#### TASK DESCRIPTION:
Search the material for the string "assets" and copy each line where it occurs.

#### PROVIDED DATA:
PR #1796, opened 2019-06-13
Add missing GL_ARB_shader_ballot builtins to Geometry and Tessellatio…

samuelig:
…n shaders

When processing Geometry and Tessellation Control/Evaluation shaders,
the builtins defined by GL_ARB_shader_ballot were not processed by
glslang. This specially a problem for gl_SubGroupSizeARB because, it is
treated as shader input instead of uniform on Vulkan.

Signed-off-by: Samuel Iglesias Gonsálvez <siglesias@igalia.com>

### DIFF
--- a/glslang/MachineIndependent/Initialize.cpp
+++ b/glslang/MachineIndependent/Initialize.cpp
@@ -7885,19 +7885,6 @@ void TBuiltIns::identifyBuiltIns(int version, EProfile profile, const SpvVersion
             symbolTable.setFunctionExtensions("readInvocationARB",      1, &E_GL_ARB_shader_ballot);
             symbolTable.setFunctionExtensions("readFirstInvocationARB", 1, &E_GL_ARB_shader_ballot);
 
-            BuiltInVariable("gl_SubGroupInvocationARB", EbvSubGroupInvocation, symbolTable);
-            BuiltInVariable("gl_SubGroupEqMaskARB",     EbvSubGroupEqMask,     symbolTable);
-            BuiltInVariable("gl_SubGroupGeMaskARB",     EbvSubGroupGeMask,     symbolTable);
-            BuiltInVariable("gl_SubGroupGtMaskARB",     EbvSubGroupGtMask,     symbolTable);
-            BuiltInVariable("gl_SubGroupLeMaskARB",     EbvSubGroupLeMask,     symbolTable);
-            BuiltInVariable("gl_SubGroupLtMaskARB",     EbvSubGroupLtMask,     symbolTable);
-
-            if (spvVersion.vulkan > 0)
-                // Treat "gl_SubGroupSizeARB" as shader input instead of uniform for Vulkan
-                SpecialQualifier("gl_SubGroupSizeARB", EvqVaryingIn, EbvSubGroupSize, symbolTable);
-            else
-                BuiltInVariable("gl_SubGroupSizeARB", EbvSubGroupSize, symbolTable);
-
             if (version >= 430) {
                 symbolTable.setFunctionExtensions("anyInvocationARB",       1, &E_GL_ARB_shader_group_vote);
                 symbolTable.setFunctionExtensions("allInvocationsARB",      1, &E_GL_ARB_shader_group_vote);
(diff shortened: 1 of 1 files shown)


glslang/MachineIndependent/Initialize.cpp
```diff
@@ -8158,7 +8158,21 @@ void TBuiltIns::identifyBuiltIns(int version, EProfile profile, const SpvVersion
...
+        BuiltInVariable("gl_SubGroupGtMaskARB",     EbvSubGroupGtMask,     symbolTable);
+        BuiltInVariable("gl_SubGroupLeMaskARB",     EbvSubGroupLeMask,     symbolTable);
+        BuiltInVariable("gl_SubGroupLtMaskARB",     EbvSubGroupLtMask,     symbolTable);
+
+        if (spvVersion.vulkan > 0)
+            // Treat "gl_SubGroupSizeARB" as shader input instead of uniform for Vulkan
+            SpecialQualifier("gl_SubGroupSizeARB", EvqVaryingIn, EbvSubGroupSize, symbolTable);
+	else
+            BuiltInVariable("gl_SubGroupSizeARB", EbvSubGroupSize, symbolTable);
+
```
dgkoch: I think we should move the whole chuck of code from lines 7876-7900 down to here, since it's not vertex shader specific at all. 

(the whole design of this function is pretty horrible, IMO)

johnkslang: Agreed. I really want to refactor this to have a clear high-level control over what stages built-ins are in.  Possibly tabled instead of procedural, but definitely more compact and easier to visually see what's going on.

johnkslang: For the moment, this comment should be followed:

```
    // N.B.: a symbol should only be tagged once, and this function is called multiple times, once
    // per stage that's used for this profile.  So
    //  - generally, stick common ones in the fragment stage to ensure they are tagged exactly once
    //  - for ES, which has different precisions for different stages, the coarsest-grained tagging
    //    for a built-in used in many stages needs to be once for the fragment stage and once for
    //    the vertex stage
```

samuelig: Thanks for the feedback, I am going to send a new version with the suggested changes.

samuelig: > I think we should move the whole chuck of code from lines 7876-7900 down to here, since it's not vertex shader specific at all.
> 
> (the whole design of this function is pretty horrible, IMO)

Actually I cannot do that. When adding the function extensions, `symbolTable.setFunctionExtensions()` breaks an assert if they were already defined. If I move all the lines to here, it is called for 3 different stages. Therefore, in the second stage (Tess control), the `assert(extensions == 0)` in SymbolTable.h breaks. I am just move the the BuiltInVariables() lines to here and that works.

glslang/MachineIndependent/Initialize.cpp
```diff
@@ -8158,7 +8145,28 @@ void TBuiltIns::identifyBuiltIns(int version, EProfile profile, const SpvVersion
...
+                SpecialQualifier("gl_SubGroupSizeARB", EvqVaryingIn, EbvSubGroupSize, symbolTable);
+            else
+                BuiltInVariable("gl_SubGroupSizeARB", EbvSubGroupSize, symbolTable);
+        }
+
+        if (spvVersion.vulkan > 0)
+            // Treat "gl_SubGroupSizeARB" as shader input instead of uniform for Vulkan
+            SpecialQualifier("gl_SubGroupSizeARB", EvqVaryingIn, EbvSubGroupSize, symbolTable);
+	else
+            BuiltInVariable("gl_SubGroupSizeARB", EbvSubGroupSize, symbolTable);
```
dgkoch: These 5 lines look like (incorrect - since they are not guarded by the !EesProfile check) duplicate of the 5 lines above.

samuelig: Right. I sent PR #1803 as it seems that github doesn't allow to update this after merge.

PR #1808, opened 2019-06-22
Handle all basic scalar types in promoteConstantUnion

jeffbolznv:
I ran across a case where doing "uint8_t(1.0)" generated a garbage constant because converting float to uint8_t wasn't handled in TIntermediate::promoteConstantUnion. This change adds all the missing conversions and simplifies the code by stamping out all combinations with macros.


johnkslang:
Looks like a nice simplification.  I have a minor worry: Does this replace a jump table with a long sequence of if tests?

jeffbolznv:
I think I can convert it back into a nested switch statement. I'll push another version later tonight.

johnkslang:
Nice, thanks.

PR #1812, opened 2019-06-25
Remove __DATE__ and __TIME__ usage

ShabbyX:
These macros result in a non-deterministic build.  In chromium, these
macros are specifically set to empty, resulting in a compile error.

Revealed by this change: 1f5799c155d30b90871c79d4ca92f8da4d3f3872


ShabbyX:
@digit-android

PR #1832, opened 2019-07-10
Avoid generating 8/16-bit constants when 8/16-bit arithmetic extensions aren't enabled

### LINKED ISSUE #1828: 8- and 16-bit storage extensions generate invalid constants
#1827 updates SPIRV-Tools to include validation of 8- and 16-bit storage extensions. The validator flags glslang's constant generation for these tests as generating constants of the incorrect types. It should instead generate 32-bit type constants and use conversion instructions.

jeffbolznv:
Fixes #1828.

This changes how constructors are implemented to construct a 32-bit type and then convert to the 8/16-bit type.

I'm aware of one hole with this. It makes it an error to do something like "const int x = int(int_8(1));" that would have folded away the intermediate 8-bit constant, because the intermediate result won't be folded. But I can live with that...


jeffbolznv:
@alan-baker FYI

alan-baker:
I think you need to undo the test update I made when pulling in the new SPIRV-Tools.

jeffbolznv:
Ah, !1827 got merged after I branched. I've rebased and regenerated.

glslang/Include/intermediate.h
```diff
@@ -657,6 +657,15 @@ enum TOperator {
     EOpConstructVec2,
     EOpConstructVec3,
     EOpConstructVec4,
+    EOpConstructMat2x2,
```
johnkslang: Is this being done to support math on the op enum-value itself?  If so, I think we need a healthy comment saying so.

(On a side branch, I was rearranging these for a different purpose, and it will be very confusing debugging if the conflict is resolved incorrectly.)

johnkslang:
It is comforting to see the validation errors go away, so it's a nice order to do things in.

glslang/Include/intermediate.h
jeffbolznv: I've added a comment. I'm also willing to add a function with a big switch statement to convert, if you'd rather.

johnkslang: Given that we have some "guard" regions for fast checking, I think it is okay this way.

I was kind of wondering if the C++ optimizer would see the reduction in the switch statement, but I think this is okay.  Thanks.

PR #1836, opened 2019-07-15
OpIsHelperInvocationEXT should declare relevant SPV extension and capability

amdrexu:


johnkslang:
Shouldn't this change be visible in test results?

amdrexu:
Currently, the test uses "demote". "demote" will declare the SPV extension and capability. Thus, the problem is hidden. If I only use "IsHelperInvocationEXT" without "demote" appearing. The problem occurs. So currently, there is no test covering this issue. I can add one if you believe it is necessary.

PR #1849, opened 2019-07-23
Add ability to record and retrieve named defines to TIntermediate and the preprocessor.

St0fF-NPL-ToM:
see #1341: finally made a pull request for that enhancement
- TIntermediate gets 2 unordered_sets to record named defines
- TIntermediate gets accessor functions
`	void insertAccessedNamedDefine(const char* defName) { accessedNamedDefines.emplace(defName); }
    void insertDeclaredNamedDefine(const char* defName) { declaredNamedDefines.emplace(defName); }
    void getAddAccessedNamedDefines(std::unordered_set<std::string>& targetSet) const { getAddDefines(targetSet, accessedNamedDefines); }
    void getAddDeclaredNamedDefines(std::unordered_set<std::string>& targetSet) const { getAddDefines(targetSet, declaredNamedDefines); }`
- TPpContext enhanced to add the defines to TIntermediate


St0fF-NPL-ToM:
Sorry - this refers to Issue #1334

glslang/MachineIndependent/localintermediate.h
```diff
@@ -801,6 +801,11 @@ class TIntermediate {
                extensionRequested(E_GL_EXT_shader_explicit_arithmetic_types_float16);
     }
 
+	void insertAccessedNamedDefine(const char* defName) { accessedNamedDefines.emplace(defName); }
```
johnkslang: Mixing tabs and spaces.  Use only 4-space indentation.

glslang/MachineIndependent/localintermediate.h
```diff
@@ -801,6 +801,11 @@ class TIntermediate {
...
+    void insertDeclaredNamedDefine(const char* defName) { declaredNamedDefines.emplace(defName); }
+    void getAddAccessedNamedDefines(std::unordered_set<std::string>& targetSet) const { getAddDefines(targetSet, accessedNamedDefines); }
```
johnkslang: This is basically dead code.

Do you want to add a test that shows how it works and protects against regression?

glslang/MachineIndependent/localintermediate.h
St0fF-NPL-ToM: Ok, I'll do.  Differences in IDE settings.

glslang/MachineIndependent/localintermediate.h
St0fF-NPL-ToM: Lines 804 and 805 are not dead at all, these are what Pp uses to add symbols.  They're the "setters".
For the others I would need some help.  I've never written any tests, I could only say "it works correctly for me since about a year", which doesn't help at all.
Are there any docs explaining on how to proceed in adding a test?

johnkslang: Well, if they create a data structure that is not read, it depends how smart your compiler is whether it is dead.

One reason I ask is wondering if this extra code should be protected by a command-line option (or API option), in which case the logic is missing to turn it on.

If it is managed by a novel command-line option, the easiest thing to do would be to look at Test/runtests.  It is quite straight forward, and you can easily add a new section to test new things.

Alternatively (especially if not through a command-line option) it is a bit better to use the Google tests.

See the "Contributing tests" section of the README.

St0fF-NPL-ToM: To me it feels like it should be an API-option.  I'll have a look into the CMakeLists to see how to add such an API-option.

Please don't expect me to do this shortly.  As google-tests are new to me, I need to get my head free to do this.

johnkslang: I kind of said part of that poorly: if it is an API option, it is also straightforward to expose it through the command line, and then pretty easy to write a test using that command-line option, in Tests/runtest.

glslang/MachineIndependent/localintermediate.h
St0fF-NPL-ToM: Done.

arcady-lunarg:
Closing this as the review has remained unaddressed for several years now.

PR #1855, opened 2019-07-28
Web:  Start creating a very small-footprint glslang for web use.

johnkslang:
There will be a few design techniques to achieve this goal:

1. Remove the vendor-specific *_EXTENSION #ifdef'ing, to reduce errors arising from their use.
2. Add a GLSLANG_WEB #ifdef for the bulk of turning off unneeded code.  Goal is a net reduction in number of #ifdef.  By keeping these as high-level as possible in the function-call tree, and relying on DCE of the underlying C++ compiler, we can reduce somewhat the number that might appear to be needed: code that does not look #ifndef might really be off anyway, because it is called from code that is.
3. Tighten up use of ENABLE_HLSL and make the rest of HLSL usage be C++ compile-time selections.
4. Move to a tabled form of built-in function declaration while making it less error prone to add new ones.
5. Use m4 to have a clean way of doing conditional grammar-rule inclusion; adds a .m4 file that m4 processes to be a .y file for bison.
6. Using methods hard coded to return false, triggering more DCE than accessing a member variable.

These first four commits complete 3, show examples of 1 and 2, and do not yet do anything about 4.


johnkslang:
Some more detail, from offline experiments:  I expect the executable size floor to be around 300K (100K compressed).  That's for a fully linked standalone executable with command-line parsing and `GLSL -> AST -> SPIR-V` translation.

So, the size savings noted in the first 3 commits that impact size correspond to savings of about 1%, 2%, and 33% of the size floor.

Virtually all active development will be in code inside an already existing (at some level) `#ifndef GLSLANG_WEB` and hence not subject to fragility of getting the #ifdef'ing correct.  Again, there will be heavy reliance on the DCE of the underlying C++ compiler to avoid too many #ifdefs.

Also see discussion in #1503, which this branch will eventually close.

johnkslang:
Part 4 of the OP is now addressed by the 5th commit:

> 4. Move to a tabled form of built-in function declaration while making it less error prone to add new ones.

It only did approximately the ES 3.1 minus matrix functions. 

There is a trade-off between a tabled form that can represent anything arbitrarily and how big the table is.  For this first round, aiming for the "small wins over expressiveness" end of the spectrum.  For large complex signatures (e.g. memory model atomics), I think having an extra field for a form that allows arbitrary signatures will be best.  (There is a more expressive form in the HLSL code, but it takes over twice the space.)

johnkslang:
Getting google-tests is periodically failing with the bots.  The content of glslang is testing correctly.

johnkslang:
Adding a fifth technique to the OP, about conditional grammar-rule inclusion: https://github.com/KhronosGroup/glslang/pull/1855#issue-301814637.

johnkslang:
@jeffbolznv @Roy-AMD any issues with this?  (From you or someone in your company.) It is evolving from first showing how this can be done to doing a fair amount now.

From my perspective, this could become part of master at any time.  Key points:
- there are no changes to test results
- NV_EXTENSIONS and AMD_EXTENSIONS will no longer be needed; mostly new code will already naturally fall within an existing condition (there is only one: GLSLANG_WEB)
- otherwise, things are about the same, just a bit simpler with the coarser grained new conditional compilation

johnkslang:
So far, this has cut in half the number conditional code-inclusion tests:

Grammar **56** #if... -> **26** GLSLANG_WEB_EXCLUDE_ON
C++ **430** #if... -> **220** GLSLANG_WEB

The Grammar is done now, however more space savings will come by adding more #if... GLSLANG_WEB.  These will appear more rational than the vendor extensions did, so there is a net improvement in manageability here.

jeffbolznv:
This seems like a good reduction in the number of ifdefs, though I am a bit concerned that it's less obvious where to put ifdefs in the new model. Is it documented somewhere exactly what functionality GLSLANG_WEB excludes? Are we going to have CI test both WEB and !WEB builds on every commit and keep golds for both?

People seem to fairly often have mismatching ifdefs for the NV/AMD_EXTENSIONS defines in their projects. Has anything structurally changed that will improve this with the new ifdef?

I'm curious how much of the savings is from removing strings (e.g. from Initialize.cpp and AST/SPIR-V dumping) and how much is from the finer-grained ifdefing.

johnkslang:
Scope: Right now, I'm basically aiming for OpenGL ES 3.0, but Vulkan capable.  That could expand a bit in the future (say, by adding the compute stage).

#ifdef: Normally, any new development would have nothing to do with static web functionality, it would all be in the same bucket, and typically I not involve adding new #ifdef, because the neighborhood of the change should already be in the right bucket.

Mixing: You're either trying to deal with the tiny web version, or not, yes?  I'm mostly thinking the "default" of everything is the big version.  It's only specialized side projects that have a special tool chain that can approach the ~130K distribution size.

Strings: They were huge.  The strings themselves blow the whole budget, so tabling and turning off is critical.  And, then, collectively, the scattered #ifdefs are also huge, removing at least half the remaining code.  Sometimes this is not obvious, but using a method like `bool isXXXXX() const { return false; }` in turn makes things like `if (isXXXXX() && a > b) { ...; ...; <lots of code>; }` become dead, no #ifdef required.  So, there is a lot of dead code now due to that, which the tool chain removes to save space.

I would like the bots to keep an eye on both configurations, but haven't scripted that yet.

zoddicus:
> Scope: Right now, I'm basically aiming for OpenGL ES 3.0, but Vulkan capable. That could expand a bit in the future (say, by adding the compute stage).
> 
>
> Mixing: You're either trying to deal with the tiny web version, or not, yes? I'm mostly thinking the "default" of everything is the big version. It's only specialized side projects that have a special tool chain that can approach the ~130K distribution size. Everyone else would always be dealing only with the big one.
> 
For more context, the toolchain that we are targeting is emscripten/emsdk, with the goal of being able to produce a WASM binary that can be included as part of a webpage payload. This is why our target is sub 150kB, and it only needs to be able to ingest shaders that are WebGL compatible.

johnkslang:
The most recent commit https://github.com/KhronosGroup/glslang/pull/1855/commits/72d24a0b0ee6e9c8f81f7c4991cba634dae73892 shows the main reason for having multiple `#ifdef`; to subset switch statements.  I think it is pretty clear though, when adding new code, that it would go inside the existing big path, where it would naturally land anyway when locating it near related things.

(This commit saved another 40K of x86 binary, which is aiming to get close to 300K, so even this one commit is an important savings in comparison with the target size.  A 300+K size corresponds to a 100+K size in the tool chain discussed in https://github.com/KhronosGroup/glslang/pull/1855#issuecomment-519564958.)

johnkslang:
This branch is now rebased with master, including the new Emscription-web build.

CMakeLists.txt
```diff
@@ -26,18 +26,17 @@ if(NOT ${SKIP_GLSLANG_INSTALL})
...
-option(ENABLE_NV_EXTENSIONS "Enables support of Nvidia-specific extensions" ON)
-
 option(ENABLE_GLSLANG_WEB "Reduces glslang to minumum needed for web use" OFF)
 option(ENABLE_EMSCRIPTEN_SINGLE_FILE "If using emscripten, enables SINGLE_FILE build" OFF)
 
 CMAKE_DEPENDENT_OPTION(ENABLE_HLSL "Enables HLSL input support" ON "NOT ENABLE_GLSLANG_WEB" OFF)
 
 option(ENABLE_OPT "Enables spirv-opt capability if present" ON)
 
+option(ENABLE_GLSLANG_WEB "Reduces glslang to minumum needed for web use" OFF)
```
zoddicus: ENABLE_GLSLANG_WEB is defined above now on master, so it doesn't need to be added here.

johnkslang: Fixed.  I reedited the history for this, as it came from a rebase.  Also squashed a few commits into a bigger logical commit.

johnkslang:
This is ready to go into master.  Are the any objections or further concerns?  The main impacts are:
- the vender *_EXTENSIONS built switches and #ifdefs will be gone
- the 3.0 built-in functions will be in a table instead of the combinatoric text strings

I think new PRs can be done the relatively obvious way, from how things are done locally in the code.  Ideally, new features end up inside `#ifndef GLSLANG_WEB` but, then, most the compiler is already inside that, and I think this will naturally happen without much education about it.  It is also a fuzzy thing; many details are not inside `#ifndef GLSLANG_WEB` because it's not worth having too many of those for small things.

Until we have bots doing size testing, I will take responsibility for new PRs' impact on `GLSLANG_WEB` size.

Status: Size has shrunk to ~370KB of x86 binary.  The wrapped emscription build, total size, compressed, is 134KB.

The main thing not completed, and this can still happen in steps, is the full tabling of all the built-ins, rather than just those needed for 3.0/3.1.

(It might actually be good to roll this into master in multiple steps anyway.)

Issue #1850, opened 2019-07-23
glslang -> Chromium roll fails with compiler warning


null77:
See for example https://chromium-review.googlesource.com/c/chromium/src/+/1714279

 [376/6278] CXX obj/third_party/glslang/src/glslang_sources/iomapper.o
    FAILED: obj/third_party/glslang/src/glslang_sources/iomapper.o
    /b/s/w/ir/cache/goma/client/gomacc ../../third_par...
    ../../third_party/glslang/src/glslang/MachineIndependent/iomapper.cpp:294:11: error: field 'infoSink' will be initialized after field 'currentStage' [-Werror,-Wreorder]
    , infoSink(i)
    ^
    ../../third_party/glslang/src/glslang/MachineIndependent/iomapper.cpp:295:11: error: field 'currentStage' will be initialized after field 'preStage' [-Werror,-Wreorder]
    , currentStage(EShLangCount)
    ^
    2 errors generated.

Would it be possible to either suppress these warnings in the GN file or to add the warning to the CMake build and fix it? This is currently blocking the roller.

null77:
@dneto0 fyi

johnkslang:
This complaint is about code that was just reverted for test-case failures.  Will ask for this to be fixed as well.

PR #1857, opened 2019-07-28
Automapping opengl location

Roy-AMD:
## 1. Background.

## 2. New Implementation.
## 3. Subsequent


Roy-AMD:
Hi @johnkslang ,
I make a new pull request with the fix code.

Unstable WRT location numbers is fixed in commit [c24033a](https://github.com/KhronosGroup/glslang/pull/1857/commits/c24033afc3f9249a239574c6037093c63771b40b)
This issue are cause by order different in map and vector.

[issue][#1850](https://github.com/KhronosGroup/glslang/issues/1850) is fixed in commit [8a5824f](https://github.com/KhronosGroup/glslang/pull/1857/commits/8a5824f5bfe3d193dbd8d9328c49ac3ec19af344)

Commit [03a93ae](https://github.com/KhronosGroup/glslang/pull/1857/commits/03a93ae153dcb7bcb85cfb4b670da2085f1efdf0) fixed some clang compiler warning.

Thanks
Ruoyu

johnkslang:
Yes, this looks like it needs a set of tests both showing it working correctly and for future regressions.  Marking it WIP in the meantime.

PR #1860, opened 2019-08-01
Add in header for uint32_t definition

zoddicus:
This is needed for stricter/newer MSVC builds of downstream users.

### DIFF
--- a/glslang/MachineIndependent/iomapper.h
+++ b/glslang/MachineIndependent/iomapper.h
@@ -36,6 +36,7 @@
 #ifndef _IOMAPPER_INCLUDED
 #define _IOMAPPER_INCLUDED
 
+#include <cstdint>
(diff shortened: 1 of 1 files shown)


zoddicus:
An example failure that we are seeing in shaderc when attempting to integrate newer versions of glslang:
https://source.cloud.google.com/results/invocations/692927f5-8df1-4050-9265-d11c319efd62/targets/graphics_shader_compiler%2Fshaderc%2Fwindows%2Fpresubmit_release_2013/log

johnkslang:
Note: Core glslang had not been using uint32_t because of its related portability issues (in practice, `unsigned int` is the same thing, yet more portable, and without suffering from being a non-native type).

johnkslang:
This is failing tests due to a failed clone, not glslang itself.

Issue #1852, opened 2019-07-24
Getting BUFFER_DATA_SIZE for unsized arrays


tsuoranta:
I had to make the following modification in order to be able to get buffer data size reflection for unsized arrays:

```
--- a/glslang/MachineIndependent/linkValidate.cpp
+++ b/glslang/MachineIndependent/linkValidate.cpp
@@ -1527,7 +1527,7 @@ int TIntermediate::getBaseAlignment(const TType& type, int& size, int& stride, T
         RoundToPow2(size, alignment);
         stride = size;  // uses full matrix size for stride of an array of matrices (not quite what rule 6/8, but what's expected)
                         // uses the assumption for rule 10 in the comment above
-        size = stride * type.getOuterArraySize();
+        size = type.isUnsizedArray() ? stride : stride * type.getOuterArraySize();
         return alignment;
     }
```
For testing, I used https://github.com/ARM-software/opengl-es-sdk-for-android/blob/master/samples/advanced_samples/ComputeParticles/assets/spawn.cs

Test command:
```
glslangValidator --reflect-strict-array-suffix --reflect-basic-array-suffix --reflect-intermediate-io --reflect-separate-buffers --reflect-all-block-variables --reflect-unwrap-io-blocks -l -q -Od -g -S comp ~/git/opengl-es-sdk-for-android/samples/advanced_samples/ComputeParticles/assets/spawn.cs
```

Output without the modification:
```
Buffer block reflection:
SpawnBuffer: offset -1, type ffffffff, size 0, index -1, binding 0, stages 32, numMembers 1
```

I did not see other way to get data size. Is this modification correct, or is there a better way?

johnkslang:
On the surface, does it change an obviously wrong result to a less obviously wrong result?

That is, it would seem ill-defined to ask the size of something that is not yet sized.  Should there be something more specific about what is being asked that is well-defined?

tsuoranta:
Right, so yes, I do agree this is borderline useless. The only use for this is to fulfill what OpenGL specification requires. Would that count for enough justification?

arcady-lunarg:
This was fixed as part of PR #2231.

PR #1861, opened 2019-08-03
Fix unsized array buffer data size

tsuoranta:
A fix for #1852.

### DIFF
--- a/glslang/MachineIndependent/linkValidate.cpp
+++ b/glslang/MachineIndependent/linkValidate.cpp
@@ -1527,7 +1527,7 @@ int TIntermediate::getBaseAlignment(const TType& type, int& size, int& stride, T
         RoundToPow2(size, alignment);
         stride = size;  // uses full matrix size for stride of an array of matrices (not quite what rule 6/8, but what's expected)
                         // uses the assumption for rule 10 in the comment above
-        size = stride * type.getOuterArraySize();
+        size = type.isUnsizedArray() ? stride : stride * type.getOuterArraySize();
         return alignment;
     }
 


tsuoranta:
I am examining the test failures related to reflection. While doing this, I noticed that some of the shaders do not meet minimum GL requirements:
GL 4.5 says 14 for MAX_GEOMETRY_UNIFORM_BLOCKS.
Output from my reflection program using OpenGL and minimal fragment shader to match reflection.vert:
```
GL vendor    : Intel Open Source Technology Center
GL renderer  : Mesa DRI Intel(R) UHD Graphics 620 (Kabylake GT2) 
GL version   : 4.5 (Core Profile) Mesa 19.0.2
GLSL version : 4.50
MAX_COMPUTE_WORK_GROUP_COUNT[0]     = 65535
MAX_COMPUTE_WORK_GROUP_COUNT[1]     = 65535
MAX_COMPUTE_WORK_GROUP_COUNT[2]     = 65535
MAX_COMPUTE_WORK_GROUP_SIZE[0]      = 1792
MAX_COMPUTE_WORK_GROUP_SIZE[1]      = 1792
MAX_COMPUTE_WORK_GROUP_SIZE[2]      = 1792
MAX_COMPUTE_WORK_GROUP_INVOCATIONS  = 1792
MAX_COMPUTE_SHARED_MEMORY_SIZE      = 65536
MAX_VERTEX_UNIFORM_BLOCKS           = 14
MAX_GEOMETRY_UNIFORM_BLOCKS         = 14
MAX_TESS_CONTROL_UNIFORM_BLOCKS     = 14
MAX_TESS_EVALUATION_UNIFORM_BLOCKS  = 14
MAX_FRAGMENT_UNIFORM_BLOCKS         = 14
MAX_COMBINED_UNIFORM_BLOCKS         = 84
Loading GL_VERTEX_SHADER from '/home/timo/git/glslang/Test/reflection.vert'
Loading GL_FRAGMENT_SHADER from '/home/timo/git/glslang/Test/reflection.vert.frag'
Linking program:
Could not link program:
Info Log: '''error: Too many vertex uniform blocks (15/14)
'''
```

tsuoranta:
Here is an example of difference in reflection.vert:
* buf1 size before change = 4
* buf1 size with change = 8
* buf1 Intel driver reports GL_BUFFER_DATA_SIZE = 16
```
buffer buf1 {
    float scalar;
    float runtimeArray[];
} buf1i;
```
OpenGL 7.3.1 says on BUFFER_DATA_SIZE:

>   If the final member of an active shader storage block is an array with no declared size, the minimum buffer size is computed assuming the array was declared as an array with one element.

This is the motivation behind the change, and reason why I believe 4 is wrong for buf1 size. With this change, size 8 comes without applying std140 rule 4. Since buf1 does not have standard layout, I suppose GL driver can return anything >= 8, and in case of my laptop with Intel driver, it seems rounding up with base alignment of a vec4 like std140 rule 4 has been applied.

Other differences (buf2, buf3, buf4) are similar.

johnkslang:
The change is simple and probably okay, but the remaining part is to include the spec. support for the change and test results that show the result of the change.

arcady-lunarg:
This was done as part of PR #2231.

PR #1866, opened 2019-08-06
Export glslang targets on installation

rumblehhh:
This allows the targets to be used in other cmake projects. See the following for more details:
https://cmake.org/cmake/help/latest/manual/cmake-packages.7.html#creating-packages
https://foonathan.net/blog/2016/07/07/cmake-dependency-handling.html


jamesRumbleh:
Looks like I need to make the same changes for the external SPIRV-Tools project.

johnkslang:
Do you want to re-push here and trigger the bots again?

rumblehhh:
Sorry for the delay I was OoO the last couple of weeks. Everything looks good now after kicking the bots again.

#### EXERCISE RESULT:
For testing, I used https://github.com/ARM-software/opengl-es-sdk-for-android/blob/master/samples/advanced_samples/ComputeParticles/assets/spawn.cs
glslangValidator --reflect-strict-array-suffix --reflect-basic-array-suffix --reflect-intermediate-io --reflect-separate-buffers --reflect-all-block-variables --reflect-unwrap-io-blocks -l -q -Od -g -S comp ~/git/opengl-es-sdk-for-android/samples/advanced_samples/ComputeParticles/assets/spawn.cs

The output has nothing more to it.